#### [What the exercise asks]
Among the entries below, find the lines that hold the word "being" and report them.

Source data START

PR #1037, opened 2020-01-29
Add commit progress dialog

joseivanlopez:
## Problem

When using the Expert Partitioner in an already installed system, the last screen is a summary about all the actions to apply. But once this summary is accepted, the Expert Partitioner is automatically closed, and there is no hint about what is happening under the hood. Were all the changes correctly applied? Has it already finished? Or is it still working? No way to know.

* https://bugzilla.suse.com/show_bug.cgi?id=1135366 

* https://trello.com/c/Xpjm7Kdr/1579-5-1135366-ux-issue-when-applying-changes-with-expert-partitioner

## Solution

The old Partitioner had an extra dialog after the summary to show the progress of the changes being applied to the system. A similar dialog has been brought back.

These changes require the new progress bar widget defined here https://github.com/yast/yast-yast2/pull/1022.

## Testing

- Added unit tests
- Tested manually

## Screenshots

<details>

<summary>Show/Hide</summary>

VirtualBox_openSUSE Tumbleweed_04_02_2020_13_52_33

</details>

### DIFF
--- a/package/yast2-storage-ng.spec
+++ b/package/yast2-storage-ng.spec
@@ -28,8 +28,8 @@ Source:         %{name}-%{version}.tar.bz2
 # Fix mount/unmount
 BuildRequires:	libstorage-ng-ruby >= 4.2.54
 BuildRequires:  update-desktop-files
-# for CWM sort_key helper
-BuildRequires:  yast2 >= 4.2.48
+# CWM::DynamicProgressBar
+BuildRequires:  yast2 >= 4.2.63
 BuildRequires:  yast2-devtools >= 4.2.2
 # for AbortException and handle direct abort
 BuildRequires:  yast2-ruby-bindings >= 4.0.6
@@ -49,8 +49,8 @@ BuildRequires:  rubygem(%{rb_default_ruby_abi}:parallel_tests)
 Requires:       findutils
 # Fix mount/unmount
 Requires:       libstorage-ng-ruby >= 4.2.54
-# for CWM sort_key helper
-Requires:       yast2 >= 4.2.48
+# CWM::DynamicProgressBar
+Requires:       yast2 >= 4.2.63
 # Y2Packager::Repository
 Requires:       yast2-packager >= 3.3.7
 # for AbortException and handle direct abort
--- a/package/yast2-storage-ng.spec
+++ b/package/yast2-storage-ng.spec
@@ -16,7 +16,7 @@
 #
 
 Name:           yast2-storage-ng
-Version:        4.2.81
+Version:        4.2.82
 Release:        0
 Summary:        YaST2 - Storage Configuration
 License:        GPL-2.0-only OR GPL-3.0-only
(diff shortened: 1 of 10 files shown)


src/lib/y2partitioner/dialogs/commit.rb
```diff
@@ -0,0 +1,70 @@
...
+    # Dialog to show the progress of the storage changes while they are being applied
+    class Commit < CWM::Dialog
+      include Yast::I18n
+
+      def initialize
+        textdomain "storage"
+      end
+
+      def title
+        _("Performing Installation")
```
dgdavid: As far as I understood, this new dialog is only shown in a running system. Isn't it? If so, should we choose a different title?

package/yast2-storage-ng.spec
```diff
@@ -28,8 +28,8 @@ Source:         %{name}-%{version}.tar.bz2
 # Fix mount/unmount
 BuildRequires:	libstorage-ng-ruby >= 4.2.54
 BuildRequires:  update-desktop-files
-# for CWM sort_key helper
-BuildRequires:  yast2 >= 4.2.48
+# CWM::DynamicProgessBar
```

Source data END

#### [Finished task]
The old Partitioner had an extra dialog after the summary to show the progress of the changes being applied to the system. A similar dialog has been brought back.
+    # Dialog to show the progress of the storage changes while they are being applied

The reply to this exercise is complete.